[What is needed]
From the entries below, copy out every line with "package" in it.

BEGIN Data extract

PR #302, opened 2020-03-15
Consider dynamic fee changes on sale charge.

roeierez:
This PR fixes the wrong offset sometimes seen in the sale total charge. There were two issues that have been caused this weird behavior:
1. The conversion to sats and backwards wasn't accurate enough and lost precision.
2. The rates were changing and the sales view was not updated accordingly.

### DIFF
--- a/lib/bloc/pos_catalog/bloc.dart
+++ b/lib/bloc/pos_catalog/bloc.dart
@@ -1,9 +1,11 @@
 import 'dart:async';
 
+import 'package:breez/bloc/account/account_model.dart';
 import 'package:breez/bloc/async_actions_handler.dart';
 import 'package:breez/bloc/pos_catalog/actions.dart';
 import 'package:breez/bloc/pos_catalog/repository.dart';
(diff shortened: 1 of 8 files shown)


lib/bloc/pos_catalog/bloc.dart
```diff
@@ -32,6 +34,31 @@ class PosCatalogBloc with AsyncActionsHandler {
...
+
+      // In case the price is locked we don't calculate the charge.
+      if (currentSale.priceLocked) {
+        return;
+      }
+      _currentSaleController.add(currentSale.copyWith(
+        saleLines: currentSale.saleLines.map(
+          (sl){
+            double rate = sl.satConversionRate;
+            Currency curr = Currency.fromTickerSymbol(sl.currency);
```
erdemyerebasmaz: CurrencyWrapper.fromShortName(sl.currency, acc) can be used here.

roeierez: Right now we can't since currently the CurrencyWrapper is only at the UI level. Once we move it into the bloc we can use it here.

END Data extract

[Written reply]
+import 'package:breez/bloc/account/account_model.dart';
 import 'package:breez/bloc/async_actions_handler.dart';
 import 'package:breez/bloc/pos_catalog/actions.dart';
 import 'package:breez/bloc/pos_catalog/repository.dart';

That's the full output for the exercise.